PR #6883, opened 2021-09-22
termius: Update to version 7.21.2

igitur:


bucket/termius.json
```diff
@@ -21,8 +21,8 @@
         ]
     ],
     "checkver": {
-        "url": "https://autoupdate.termius.com/win/latest.yml",
-        "regex": "version:\\s+([\\d.]+)"
+        "url": "https://docs.termius.com/changelog/desktop",
+        "regex": "<span data-offset-key=\"[^\"]+\">\\s*(\\d+\\.\\d+\\.\\d+) -"
```
Ash258, line 25: Test before applying

```suggestion
        "regex": "\">\\s*([\\d.]+)\\s+-\\s+\\d+"
```

Ash258 (changes requested):

bucket/termius.json
igitur: that regex is wrong

Ash258: > Regex is wrong

Lie.

image

bucket/termius.json
```diff
@@ -21,11 +21,11 @@
         ]
     ],
     "checkver": {
-        "url": "https://autoupdate.termius.com/win/latest.yml",
-        "regex": "version:\\s+([\\d.]+)"
+        "url": "https://autoupdate.termius.com/windows/latest.yml",
```
igitur, line 24: How did you find this URL?

PR #6894, opened 2021-09-24
powertoys: Update to version 0.45.0

beerpsi:
The manifest now includes checkver and autoupdate. A pre-install script is also included to check if .NET Core is installed.


jedieaston:
BTW, it doesn't seem to work on a machine without .NET Core installed (Windows 11 Insider Preview, maybe that has something to do with it).

PR #6916, opened 2021-09-28
youtubedownloader: Add version 1.8.3

KaranKad:
Added new application

### DIFF
--- a/bucket/youtubedownloader.json
+++ b/bucket/youtubedownloader.json
@@ -1,0 +1,33 @@
+{
+    "version": "1.8.3",
+    "description": "YoutubeDownloader is an application that lets you download videos from YouTube.",
+    "homepage": "https://github.com/Tyrrrz/YoutubeDownloader",
+    "license": "GPL-3.0-or-later",
+    "architecture": {
+        "64bit": {
+            "url": "https://github.com/Tyrrrz/YoutubeDownloader/releases/download/1.8.3/YoutubeDownloader.zip",
+            "hash": "9F40318E4CEE331924F4FD593428BC0BCDD05C696F475E48EE3B1542AF15CC1C"
+        }
+    },
+    "pre_install": [
+        "if(!(Test-Path \"$persist_dir\\Settings.dat\")) { New-Item \"$dir\\Settings.dat\" | Out-Null }",
+        "if (!(Test-Path \"$persist_dir\\Settings.dat\")) {",
+        "    Set-Content \"$dir\\Settings.dat\" -Value '{ \"IsAutoUpdateEnabled\": false }' -Encoding Ascii",
+        "}"
+    ],
+    "persist": "Settings.dat",
+    "shortcuts": [
+        [
+            "YoutubeDownloader.exe",
+            "YoutubeDownloader"
+        ]
+    ],
+    "checkver": "github",
+    "autoupdate": {
+        "architecture": {
+            "64bit": {
+                "url": "https://github.com/Tyrrrz/YoutubeDownloader/releases/download/$version/YoutubeDownloader.zip"
+            }
+        }
+    }
+}
--- a/bucket/youtubedownloader.json
+++ b/bucket/youtubedownloader.json
@@ -10,7 +10,6 @@
         }
     },
     "pre_install": [
-        "if(!(Test-Path \"$persist_dir\\Settings.dat\")) { New-Item \"$dir\\Settings.dat\" | Out-Null }",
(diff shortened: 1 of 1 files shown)


bucket/youtubedownloader.json
```diff
@@ -0,0 +1,33 @@
+{
+    "version": "1.8.3",
```
Ash258, line 2: Why would you add basically dead project, when there are lots of maintained alternatives?

image

bucket/youtubedownloader.json
```diff
@@ -0,0 +1,33 @@
...
+    "license": "GPL-3.0-or-later",
+    "architecture": {
+        "64bit": {
+            "url": "https://github.com/Tyrrrz/YoutubeDownloader/releases/download/1.8.3/YoutubeDownloader.zip",
+            "hash": "9F40318E4CEE331924F4FD593428BC0BCDD05C696F475E48EE3B1542AF15CC1C"
+        }
+    },
+    "pre_install": [
+        "if(!(Test-Path \"$persist_dir\\Settings.dat\")) { New-Item \"$dir\\Settings.dat\" | Out-Null }",
+        "if (!(Test-Path \"$persist_dir\\Settings.dat\")) {",
```
Ash258, line 14: What??

Why two checks for the same thing?

Ash258 (changes requested):

bucket/youtubedownloader.json
KaranKad: Even though this project is in maintenance mode it's not dead yet and there are no alternatives to it right now because it's core is not as same as youtube-dl or any other forks of it.

Ash258: > there are no alternatives to it

Name one feature, which is not covered by other youtube downlaoders already in extras

KaranKad: Unlike youtube-dl and its forks YouTube downloads don't get throttled, that's what I've noticed.

bucket/youtubedownloader.json
```diff
@@ -0,0 +1,32 @@
+{
+    "version": "1.8.3",
+    "description": "YoutubeDownloader is an application that lets you download videos from YouTube.",
```
issaclin32, line 3:
```suggestion
    "description": "Download videos from YouTube.",
```
We tend to keep the description shorter, so that we can fit more information in a short paragraph.

issaclin32:
I personally think that we should include as many applications as we can. Some applications may not receive further updates, but people are still using them.

Take [Pietty](https://github.com/ScoopInstaller/Extras/blob/59b802f3e6b9b9b52c3c632d449afb48f54f023c/bucket/pietty.json) and [LF2](https://github.com/Calinou/scoop-games/blob/master/bucket/lf2.json) for example. Both of them have not receive updates for more than 5 years, but they are both very well-known softwares in the Chinese-speaking region, and still work properly on *Windows 11*.

I think we can accept old softwares, unless there are some reasons to reject, for example:

- There are no manuals written in English, which makes it un-maintainable, such as [UniKey](https://github.com/ScoopInstaller/Main/pull/2572).
- The developer does not want users to download without registering an account, providing e-mail, etc.
- Frequent updates without traceable update logs, which makes it hard to maintain.

rashil2000:
If a package is popular enough (many users, reviews in recent times), then there's no problem in adding it.

stevehipwell:
I'd also add that if there are multiple maintainers who understand the docs language(s) then having docs in English might not be required?

Valinor:
>> I personally think that we should include as many applications as we can. Some applications may not receive further updates, but people are still using them.

I am agree with that. (even is you not ask my opinion, I support you ;) )

>> I think we can accept new packages, unless there are some reasons to reject, for example:

>>  * There are no manuals written in English, which makes it un-maintainable, such as [UniKey](https://github.com/ScoopInstaller/Main/pull/2572).
> I'd also add that if there are multiple maintainers who understand the docs language(s) then having docs in English might not be required?
Hum, maybe in this case, it would be more relevant to add a new bucket (main-de / main-ch / main-it / main-es / main-fr or main-notEN/...)

> * The developer does not want users to download without registering an account, providing e-mail, etc.
> * Frequent updates without traceable update logs, which makes it hard to maintain.

For youtubedownloader, it's in maintenance mode, it's ok to add it. But a project with no maintenance can potentially be dangerous (no security fix), or I am a little to extremist?

Again, I specific bucket can be more relevant for "dead application" (youtubedownloader is not a dead application)

issaclin32 (approved):

PR #6948, opened 2021-10-01
Update openocd to 0.11.0

EzekielDaun:
As in #6631, this PR is now from the [official mirror](https://github.com/openocd-org/openocd).


pratikpc:
openocd removed from extras

Was present in main as well.

PR #7074, opened 2021-10-25
sharik: Add version 3.1

sitiom:


bucket/sharik.json
```diff
@@ -0,0 +1,27 @@
+{
+    "version": "3.1",
+    "description": "An open-source, cross-platform solution for sharing files via Wi-Fi or Mobile Hotspot",
```
issaclin32, line 3:
```suggestion
    "description": "Sharing files via Wi-Fi or Mobile Hotspot.",
```
*open-source* or *cross-platform* does not matter too much for end-users.
We tend to keep the description shorter, so that we can fit more information in a short paragraph.

niheaven (approved):

issaclin32 (approved):

PR #7085, opened 2021-10-27
hwmonitor: shortcut capitalization

HUMORCE:


Valinor:
Ok, I understand, I am not completly agree (I still prefer lowercase even in shortcut), but this is legit. Thanks for the clarification @rashil2000 and @HUMORCE .

Issue #5845, opened 2021-03-11
qBittorrent doesn't install as portable by default


escape0707:
As https://github.com/lukesampson/scoop-extras/pull/2014#issuecomment-483700572 said, keeping the non-portable version is only in case the portable implementation cause some problems. But after these years the portable implementation seems pretty solid to me.

Shall we remove the `qbittorrent-portable` and change `qbittorrent` to be installed as portable by default just like other apps (vlc, mpv, etc)?

PR #7173, opened 2021-10-29
Merge qbittorrent-portable into qbittorrent

escape0707:
Fix https://github.com/ScoopInstaller/Extras/issues/5845

### DIFF
--- a/bucket/qbittorrent.json
+++ b/bucket/qbittorrent.json
@@ -6,11 +6,6 @@
         "identifier": "GPL-2.0-only",
         "url": "https://github.com/qbittorrent/qBittorrent/blob/master/COPYING"
     },
-    "notes": [
-        "qBittorrent now supports Portable Mode! Please move the following directories:",
-        "From \"$env:APPDATA\\qBittorrent\" to \"$env:USERPROFILE\\scoop\\persist\\qbittorrent\\profile\\config\"",
-        "From \"$env:LOCALAPPDATA\\qBittorrent\" to \"$env:USERPROFILE\\scoop\\persist\\qbittorrent\\profile\\data\""
-    ],
     "architecture": {
         "64bit": {
             "url": "https://downloads.sourceforge.net/project/qbittorrent/qbittorrent-win32/qbittorrent-4.3.9/qbittorrent_4.3.9_x64_setup.exe#/dl.7z",
@@ -22,6 +17,15 @@
         }
     },
     "pre_install": "Remove-Item \"$dir\\`$PLUGINSDIR\", \"$dir\\uninst.exe\" -Force -Recurse",
+    "post_install": [
+        "if ( (!(Test-Path \"$persist_dir\\profile\")) -and (Test-Path \"$env:APPDATA\\qBittorrent\") ) {",
+        "    Write-Host \"Scoop is migrating qbittorrent to use portable mode by default.\" -ForeGroundColor Yellow",
+        "    Write-Host \"For details, see: https://github.com/ScoopInstaller/Extras/pull/7173\" -ForeGroundColor Yellow",
+        "    Write-Host \"Copying files from APPDATA to Scoop directory...\" -ForeGroundColor Yellow",
+        "    Copy-Item \"$env:APPDATA\\qBittorrent\\*\" \"$persist_dir\\profile\\config\" -Force | Out-Null",
+        "    Copy-Item \"$env:LOCALAPPDATA\\qBittorrent\\*\" \"$persist_dir\\profile\\data\" -Force | Out-Null",
+        "}"
+    ],
     "bin": "qbittorrent.exe",
     "shortcuts": [
         [
--- a/bucket/qbittorrent.json
+++ b/bucket/qbittorrent.json
@@ -6,6 +6,11 @@
         "identifier": "GPL-2.0-only",
         "url": "https://github.com/qbittorrent/qBittorrent/blob/master/COPYING"
     },
+    "notes": [
+        "qBittorrent now supports Portable Mode! Please move the following directories:",
+        "From \"$env:APPDATA\\qBittorrent\" to \"$env:USERPROFILE\\scoop\\persist\\qbittorrent\\profile\\config\"",
+        "From \"$env:LOCALAPPDATA\\qBittorrent\" to \"$env:USERPROFILE\\scoop\\persist\\qbittorrent\\profile\\data\""
+    ],
     "architecture": {
         "64bit": {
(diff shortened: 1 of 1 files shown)


issaclin32:
> I think leave too many appX and appX-portable is ugly and inconsistent for scoop's package management, too.

> I always want to install apps as portable as possible when using scoop, and for these apps I always have to do a specific search to verify I'm actually installing in a portable way.

I totally agree with that. We should apply the same criteria to all packages as we can. This makes end-users easier to understand what's going on, and reduces chores/hassles for maintainers.

On the other hand, @pratikpc 's concern is legit. I think migrating to *portable* version is a minor issue, as long as we keep the files/config intact. However, it would be pretty unpleasant to run `scoop update *` and **see your unfinished torrents / config got reset** (and it is very possible that people will send issues to complain about that)

I think the better way is to add (permanent)**migration script** in the manifest, such as:
```
(in post_install)
# This migrates config file from $Env:Appdata to $dir. For details, see: https://github.com/ScoopInstaller/Extras/pull/7173
if ( (!(Test-Path "$persist_dir\profile")) -and (Test-Path "$env:APPDATA\qBittorrent") ) {
    Write-Host "Copying files from APPDATA to Scoop directory" -ForeGroundColor Yellow
    Copy-Item "$Env:APPDATA\qBittorrent" "$persist_dir\profile\config" -Force | Out-Null
    Copy-Item "$Env:LOCALAPPDATA\qBittorrent" "$persist_dir\profile\data" -Force | Out-Null
}
```
*** This requires further testing
Also see: https://github.com/ScoopInstaller/Scoop/wiki/Pre--and-Post-install-scripts

issaclin32:
Asking for more opinions:
@pratikpc @stevehipwell @rashil2000 @Valinor

escape0707:
As of migration script, I've used things like this: https://github.com/chawyehsu/dorado/blob/1ea4d5f555e95f154afe957787b2a516dcd48f2b/bucket/clash-for-windows.json#L25-L43

And it works well. Maybe we can learn the way to do it from there.

But I'm not using Windows and Scoop right now, so it might take sometime for me to test the result.

escape0707:
Could someone review / test this? Or I can test it tomorrow when it is easier for me to reach a Windows machine.

rashil2000:
The migration script by @issaclin32 seems like a pretty good way of letting users know of about the migration. I'm with it.

bucket/qbittorrent.json
```diff
@@ -16,14 +16,24 @@
             "hash": "01487a0e2594a5065e4d780eb012dcd0dafadc218d1b6aba69528bd6ede6afb5"
         }
     },
-    "pre_install": "Remove-Item \"$dir\\`$PLUGINSDIR\" -Force -Recurse",
+    "pre_install": "Remove-Item \"$dir\\`$PLUGINSDIR\", \"$dir\\uninst.exe\" -Force -Recurse",
```
issaclin32, line 19:
```suggestion
    "pre_install": [
        "Remove-Item \"$dir\\`$PLUGINSDIR\" -Force -Recurse",
        "if ( (!(Test-Path \"$persist_dir\\profile\")) -and (Test-Path \"$env:APPDATA\\qBittorrent\") ) {",
        "    Write-Host \"Scoop is migrating qbittorrent to use portable mode by default.\" -ForeGroundColor Yellow",
        "    Write-Host \"For details, see: https://github.com/ScoopInstaller/Extras/pull/7173\" -ForeGroundColor Yellow",
        "    Write-Host \"Copying files from APPDATA to Scoop directory...\" -ForeGroundColor Yellow",
        "    New-Item \"$persist_dir\\profile\\config\", \"$persist_dir\\profile\\data\" -ItemType Directory | Out-Null",
        "    Copy-Item \"$env:APPDATA\\qBittorrent\\*\" \"$persist_dir\\profile\\config\" -Force | Out-Null",
        "    Copy-Item \"$env:LOCALAPPDATA\\qBittorrent\\*\" \"$persist_dir\\profile\\data\" -Force | Out-Null",
        "}"
    ],
```
`uninst.exe` does not exist in *portable* version.

The migration script should be in *pre_install*. Otherwise `$persist_dir\profile` will be created before running the script. (sorry I was wrong)

escape0707: Sorry for the late response, you are totally right sir.

issaclin32 (approved):

escape0707:
Oh my god, I just found out that the proposed change accepted doesn't include removal or the won't be reached post_install script...

Also, the deletion of the `qbittorrent-portable.json` seems to be missed during my rebase and edit attempt.

Sorry for being sloppy at checking everything up. I'll follow up with a new PR to complement that.

kidyudiqy:
The migration script doesn't migrate the data properly, at least on my install -- my config got "reset" and I "lost" my torrent list.
At first I thought qBittorrent isn't playing nice with the persisted folder, since it's a junction, but after playing around with it, I noticed that the actual path for the config and data are `profile/qBittorrent/config` and `profile/qBittorrent/data` instead of just `profile/config` and `profile/data`. So I simply moved the folders copied by the migration script to the correct location, and now my config and torrent list is back.
Since the persisted folder is `profile` I think only the migration script needs to be changed(?)

pratikpc:
@escape0707 could you please fix this?

escape0707:
> The migration script doesn't migrate the data properly, at least on my install -- my config got "reset" and I "lost" my torrent list.
> 
> At first I thought qBittorrent isn't playing nice with the persisted folder, since it's a junction, but after playing around with it, I noticed that the actual path for the config and data are `profile/qBittorrent/config` and `profile/qBittorrent/data` instead of just `profile/config` and `profile/data`. So I simply moved the folders copied by the migration script to the correct location, and now my config and torrent list is back.
> 
> Since the persisted folder is `profile` I think only the migration script needs to be changed(?)

This should have been noticed and resolved by https://github.com/ScoopInstaller/Extras/pull/7259 .

kidyudiqy:
@escape0707 Tested the fix on several machines, it works as intended now.

issaclin32:
At first glance I thought `qbitrorrent-portable` should be a minor issue (the users will figure out), but I changed my mind after seeing [the comments](https://github.com/ScoopInstaller/Extras/pull/7256#issuecomment-962478238) from @pratikpc.

I think we can have some sort of "standard procedure" to deal with this kind of issues, such as:
```
(1) Check if the merge is viable: Is there? any difference in function between portable and non-portable (such as the case of `xampp`). Also, if the non-portable version is preferred by most users, then we should make the package an exception (exception to *Scoop*'s policy of `as portable as we can`)
(2) Write migration script for the (old)non-portble package and the portable one named `xxx-portable`.
(3) Check and make sure that every persist file is **intact** before merging any PRs.
(4) Create a non-portable package in the *nonportabe* bucket later.
```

* * *

* Aim of the exercise
Where the word "more" occurs in a line of the records, copy that line.

* Task response
We tend to keep the description shorter, so that we can fit more information in a short paragraph.
Take [Pietty](https://github.com/ScoopInstaller/Extras/blob/59b802f3e6b9b9b52c3c632d449afb48f54f023c/bucket/pietty.json) and [LF2](https://github.com/Calinou/scoop-games/blob/master/bucket/lf2.json) for example. Both of them have not receive updates for more than 5 years, but they are both very well-known softwares in the Chinese-speaking region, and still work properly on *Windows 11*.
Hum, maybe in this case, it would be more relevant to add a new bucket (main-de / main-ch / main-it / main-es / main-fr or main-notEN/...)
Again, I specific bucket can be more relevant for "dead application" (youtubedownloader is not a dead application)
We tend to keep the description shorter, so that we can fit more information in a short paragraph.
Asking for more opinions:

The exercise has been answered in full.